**PROBLEM STATEMENT:** Please quote exactly the opening lines of the data, from the first line to the one where "-64,7 +64,7 @@" appears.

** Opening RECORD EXTRACTS block **

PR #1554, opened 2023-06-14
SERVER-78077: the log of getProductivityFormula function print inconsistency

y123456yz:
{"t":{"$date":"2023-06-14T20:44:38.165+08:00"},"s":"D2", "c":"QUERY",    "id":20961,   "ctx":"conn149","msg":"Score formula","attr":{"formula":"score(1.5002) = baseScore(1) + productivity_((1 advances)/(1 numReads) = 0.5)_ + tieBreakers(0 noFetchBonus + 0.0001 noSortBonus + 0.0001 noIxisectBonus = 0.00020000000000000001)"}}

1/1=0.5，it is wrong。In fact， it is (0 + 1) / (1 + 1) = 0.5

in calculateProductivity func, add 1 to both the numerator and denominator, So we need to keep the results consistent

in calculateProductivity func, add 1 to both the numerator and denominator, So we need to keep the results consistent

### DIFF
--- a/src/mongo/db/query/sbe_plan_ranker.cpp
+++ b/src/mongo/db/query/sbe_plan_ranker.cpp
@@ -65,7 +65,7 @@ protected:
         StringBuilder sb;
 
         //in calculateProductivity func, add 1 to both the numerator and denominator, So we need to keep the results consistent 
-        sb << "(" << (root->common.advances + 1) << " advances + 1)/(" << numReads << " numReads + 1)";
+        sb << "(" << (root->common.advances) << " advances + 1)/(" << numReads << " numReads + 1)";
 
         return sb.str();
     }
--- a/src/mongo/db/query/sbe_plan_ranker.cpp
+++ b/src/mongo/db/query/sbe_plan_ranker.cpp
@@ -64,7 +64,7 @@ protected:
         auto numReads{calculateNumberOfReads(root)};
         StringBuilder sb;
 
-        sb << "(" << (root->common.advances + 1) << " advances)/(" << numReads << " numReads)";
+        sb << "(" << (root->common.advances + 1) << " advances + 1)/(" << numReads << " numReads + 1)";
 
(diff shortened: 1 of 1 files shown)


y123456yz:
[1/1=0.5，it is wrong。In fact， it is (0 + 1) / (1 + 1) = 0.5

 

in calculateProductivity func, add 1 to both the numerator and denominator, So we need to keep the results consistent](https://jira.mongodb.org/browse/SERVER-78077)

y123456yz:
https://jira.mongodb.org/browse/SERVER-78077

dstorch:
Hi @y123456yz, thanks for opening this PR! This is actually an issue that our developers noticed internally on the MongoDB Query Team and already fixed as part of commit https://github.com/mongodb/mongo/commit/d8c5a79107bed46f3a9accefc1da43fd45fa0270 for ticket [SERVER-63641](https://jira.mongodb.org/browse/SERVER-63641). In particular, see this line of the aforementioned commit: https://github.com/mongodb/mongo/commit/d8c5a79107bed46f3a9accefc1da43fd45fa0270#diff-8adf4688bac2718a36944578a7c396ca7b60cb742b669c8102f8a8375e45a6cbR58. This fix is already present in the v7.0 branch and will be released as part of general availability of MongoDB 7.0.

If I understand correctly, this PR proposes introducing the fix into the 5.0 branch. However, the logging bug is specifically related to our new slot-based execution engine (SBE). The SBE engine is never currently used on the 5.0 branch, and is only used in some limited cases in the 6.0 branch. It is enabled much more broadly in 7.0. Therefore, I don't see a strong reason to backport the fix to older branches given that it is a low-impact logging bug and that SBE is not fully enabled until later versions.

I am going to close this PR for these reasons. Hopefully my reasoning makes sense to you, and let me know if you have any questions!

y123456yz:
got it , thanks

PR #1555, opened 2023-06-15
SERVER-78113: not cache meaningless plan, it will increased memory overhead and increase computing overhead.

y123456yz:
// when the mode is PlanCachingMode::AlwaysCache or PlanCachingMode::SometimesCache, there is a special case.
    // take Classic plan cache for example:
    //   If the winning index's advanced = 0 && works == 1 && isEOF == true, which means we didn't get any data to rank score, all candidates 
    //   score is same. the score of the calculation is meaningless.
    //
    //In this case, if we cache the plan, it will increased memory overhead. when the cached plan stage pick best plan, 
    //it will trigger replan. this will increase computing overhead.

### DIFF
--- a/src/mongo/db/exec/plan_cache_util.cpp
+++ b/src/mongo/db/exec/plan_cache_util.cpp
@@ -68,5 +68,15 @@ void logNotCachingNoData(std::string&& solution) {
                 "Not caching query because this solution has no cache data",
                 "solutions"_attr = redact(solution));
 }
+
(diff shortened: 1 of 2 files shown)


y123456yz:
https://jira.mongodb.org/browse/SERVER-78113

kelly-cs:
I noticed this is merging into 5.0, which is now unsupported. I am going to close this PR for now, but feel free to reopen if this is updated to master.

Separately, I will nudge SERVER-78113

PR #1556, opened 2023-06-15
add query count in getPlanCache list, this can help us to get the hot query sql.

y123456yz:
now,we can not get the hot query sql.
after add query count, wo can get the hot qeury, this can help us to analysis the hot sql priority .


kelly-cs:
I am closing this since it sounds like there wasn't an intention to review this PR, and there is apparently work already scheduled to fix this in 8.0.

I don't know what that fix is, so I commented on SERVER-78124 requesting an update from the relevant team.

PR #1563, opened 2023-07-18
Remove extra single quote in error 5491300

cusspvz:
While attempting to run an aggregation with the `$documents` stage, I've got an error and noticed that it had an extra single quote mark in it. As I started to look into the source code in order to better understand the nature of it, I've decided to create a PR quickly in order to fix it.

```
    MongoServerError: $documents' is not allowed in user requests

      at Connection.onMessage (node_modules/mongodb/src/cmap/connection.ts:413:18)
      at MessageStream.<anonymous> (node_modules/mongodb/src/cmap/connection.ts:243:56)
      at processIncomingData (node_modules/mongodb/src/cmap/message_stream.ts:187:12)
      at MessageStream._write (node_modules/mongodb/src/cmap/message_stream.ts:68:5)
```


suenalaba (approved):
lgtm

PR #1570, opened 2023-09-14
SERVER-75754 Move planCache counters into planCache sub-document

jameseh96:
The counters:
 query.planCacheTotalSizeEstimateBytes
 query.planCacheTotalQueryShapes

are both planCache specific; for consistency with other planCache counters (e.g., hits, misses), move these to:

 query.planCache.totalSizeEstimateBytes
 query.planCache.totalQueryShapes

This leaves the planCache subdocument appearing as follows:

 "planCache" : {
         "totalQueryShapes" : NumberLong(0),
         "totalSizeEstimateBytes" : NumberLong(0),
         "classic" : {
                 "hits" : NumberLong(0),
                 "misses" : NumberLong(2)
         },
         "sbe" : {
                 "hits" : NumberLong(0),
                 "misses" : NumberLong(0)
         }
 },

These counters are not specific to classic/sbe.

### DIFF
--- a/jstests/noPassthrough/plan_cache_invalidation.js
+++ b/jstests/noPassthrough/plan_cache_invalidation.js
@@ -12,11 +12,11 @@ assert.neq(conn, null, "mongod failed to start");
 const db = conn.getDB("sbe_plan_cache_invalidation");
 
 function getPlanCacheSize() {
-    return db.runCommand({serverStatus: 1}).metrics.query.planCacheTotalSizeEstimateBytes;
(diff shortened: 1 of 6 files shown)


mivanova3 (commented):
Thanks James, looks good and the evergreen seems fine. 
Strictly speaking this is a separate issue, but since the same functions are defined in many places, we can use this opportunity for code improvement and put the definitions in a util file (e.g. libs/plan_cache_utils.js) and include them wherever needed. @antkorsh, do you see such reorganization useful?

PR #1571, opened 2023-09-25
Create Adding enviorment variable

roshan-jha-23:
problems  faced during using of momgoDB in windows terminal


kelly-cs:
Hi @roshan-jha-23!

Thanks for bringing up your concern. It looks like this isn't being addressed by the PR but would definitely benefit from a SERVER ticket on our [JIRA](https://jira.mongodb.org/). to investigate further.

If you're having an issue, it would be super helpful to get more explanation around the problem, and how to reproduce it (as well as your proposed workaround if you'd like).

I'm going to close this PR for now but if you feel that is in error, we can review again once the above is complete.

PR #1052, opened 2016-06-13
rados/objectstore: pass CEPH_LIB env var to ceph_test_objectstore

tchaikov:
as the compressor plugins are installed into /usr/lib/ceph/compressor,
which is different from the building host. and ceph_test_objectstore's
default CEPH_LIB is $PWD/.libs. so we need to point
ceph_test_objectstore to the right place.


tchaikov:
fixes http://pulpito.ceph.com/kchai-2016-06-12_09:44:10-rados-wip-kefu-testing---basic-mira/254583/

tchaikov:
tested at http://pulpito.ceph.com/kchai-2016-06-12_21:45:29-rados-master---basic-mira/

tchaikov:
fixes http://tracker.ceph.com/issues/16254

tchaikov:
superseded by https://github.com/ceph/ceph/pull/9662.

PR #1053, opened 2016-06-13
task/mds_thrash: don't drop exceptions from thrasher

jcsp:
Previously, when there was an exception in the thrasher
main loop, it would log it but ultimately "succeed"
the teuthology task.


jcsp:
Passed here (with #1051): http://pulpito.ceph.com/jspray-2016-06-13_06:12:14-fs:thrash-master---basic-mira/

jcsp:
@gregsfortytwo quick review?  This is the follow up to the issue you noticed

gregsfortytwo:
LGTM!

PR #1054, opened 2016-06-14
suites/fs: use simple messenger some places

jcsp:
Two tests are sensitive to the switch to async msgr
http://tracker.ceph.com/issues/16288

** Closing RECORD EXTRACTS block **

**RESULT BELOW:**
PR #1554, opened 2023-06-14
SERVER-78077: the log of getProductivityFormula function print inconsistency

y123456yz:
{"t":{"$date":"2023-06-14T20:44:38.165+08:00"},"s":"D2", "c":"QUERY",    "id":20961,   "ctx":"conn149","msg":"Score formula","attr":{"formula":"score(1.5002) = baseScore(1) + productivity_((1 advances)/(1 numReads) = 0.5)_ + tieBreakers(0 noFetchBonus + 0.0001 noSortBonus + 0.0001 noIxisectBonus = 0.00020000000000000001)"}}

1/1=0.5，it is wrong。In fact， it is (0 + 1) / (1 + 1) = 0.5

in calculateProductivity func, add 1 to both the numerator and denominator, So we need to keep the results consistent

in calculateProductivity func, add 1 to both the numerator and denominator, So we need to keep the results consistent

### DIFF
--- a/src/mongo/db/query/sbe_plan_ranker.cpp
+++ b/src/mongo/db/query/sbe_plan_ranker.cpp
@@ -65,7 +65,7 @@ protected:
         StringBuilder sb;
 
         //in calculateProductivity func, add 1 to both the numerator and denominator, So we need to keep the results consistent 
-        sb << "(" << (root->common.advances + 1) << " advances + 1)/(" << numReads << " numReads + 1)";
+        sb << "(" << (root->common.advances) << " advances + 1)/(" << numReads << " numReads + 1)";
 
         return sb.str();
     }
--- a/src/mongo/db/query/sbe_plan_ranker.cpp
+++ b/src/mongo/db/query/sbe_plan_ranker.cpp
@@ -64,7 +64,7 @@ protected:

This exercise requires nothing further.